Each heavenly body, with its revolution, is associated with something called a “set time” (Abraham 3:6, 10) or “the reckoning of its time” (Abraham 3:5), which seems to be its revolution around the earth and for the earth, its rotation. The greater amount of time is associated with a higher orbit and thus being “above or greater than that upon which thou standest in point of reckoning, for it moveth in order more slow; this is in order because it standeth above the earth upon which thou standest” (Abraham 3:5). The higher orbits are larger and take more time to traverse; thus, the longer the time of revolution, the higher the light is above the earth.
The ancient Egyptians associated the idea of encircling something (whether in the sky or on earth) with controlling [Page 140]or governing it, and the same terms are used for both. Thus, the Book of Abraham notes that “there shall be the reckoning of the time of one planet above another, until thou come nigh unto Kolob, … which Kolob is set nigh unto the throne of God, to govern all those planets which belong to the same order as that upon which thou standest” (Abraham 3:9, emphasis added). The Egyptians had a similar notion, in which the sun (Re) was not only a god but the head of all the gods and ruled over everything that he encircled. Abraham’s astronomy sets the sun, “that which is to rule the day” (Abraham 3:5), as greater than the moon but less than Kolob, which governs the sun (Abraham 3:9). Thus, in the astronomy of the Book of Abraham, Kolob, which is the nearest star to God (Abraham 3:16; see also 3, 9), revolves around and thus encircles or controls the sun, which is the head of the Egyptian pantheon.
The conversation between Abraham and the Lord shifts from a discussion of heavenly bodies to spiritual beings. This reflects a play on words that Egyptians often use between a star (ach) and a spirit (ich). The shift is done by means of a comparison: “Now, if there be two things, one above the other, and the moon be above the earth, then it may be that a planet or a star may exist above it; … as, also, if there be two spirits, and one shall be more intelligent than the other” (Abraham 3:17–18). In an Egyptian context, the play on words would strengthen the parallel.47
With an interesting Egyptian wordplay, the purpose of the astronomical material being given to Abraham becomes apparent. By teaching Pharaoh about the order seen in astronomy, with one star near God governing all others because it is in order most high with the longest time of reckoning, so can the same principle be implied when it comes to souls, with God being higher than all. Using this roundabout astronomical approach to lay a metaphorical foundation, Abraham can help Pharaoh see that there is a God higher even than the Sun, higher than the Egyptian pantheon, and higher than Pharaoh. Speaking such things directly could be seen as an attack on Pharaoh and Egyptian religion, a capital offense, but the astronomical analogy could help Pharaoh learn the principle without getting Abraham killed.

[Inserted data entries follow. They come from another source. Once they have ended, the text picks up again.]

PR #941, opened 2026-05-12
fix(php): make wrapper installable via plain Composer

### LINKED ISSUE #940: bug: composer require kreuzberg/kreuzberg fails because type: php-ext routes through PIE
```
$ composer require kreuzberg/kreuzberg
PHP extension packages cannot be installed with Composer; please use PIE instead

$ pie install kreuzberg/kreuzberg
# fails at phpize — no config.m4
```

The package on Packagist is `"type": "php-ext"`, which on Composer 2.7+ forces install via PIE. PIE then runs phpize and looks for `config.m4`, but the extension is Rust (`crates/kreuzberg-php`, cargo build) so there's no `config.m4`. Dead end either way.

The Packagist dist also only ships `packages/php/src/` — the wrapper stubs. No Rust source, no `.so`. Nothing PIE could build even if it got past phpize.

To get this working in our stack we ended up building the `.so` ourselves in our Docker image (`cargo build -p kreuzberg-php` from the monorepo) and then bypassing Composer's `php-ext` gate by declaring kreuzberg as a `"type": "package"` repo in our `composer.json`, pinning the git tag, and overriding the autoload to `packages/php/src/`. Works, but the custom repo pulls the full ~200MB monorepo zipball, we have to keep the wrapper version and the extension version in lockstep manually, and security advisory tooling doesn't see the package.

The underlying mismatch is that the wrapper and the extension are two different things sharing one package name. The wrapper is pure PHP and wants to install like any library; the extension is native and wants whatever delivery channel fits (PIE, prebuilt binary, base image). If `packages/php/composer.json` flipped to `"type": "library"` with `ext-kreuzberg` as a suggest, `composer require kreuzberg/kreuzberg` would just work. The extension stays a separate concern.

Happy to send a one-line PR if you want, but figured I'd check first — if you'd rather fix this by getting the PIE path working (config.m4 shim around cargo, prebuilt release binaries) I won't get in the way.

NiekNijland:
`type: php-ext` on Packagist forces Composer to hand off to PIE, which can't build this package — no `config.m4`, the extension is cargo-built. So `composer require kreuzberg-dev/kreuzberg` fails outright on Composer 2.7+.

Flipping the type to `library` lets the wrapper install like any other Composer package. The extension still has to be present at runtime, but that's already true today and `suggest` makes it explicit. The `php-ext.*` block is dropped because it has no effect on `type: library`.

Verified locally: `composer require kreuzberg-dev/kreuzberg` now resolves, autoload picks up `packages/php/src/` correctly, the wrapper calls into the native functions when the extension is loaded and surfaces the existing `KreuzbergException` when it isn't. No behavior change.

Out of scope: making the extension installable via PIE (would need a `config.m4` shim that invokes cargo, or PIE's newer build-cwd hooks), and publishing prebuilt `.so` artifacts per platform. Both fit better as a separate `kreuzberg-dev/kreuzberg-ext` package — happy to do that as a follow-up if you want.

Fixes #940.

### DIFF
--- a/packages/php/composer.json
+++ b/packages/php/composer.json
@@ -2,9 +2,12 @@
   "name": "kreuzberg-dev/kreuzberg",
   "description": "High-performance document intelligence library",
   "license": "Elastic-2.0",
-  "type": "php-ext",
+  "type": "library",
   "require": {
     "php": ">=8.2"
+  },
+  "suggest": {
+    "ext-kreuzberg": "Required at runtime. Build from crates/kreuzberg-php (cargo) or install a prebuilt .so — see https://github.com/kreuzberg-dev/kreuzberg/releases"
   },
   "require-dev": {
     "phpstan/phpstan": "^2.1",
@@ -23,11 +26,6 @@
     "test": "php vendor/bin/phpunit",
     "lint": "@phpstan",
     "lint:fix": "PHP_CS_FIXER_IGNORE_ENV=1 php vendor/bin/php-cs-fixer fix && php -d detect_unicode=0 vendor/bin/phpstan --configuration=phpstan.neon --memory-limit=512M"
-  },
-  "php-ext": {
-    "extension-name": "kreuzberg",
-    "support-zts": true,
-    "support-nts": true
   },
   "keywords": ["document", "extraction", "pdf", "ocr", "text"]
 }


kh3rld (approved):
looks good!

Goldziher:
Thanks for digging into this. Closing — flipping the type to `library` short-circuits the intended packaging story: this package *does* build native binary assets (`crates/kreuzberg-php` via `ext-php-rs`) and PIE is exactly the install path we want. If PIE 2.7+ is rejecting the package because there's no `config.m4`, that's the packaging bug to track and fix — either a `config.m4` shim that invokes cargo, or PIE's prebuilt-binary mode pointed at our release artifacts. Happy to take a follow-up PR in that direction.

[Page 141]Vogel is not impressed. He begins a rather meandering discussion of astronomical issues with this:
However, the model they use to interpret Abraham Chapter 3 requires the earth to be spherical with the sun, moon, and planets revolving in concentric circles around it, a model that, in fact, dates many centuries after Abraham. Indeed, all (but one) of the authors’ examples range from the third century BCE (Greek philosophers) to fourteenth-century-CE Italy (Dante). (133–34, emphasis added)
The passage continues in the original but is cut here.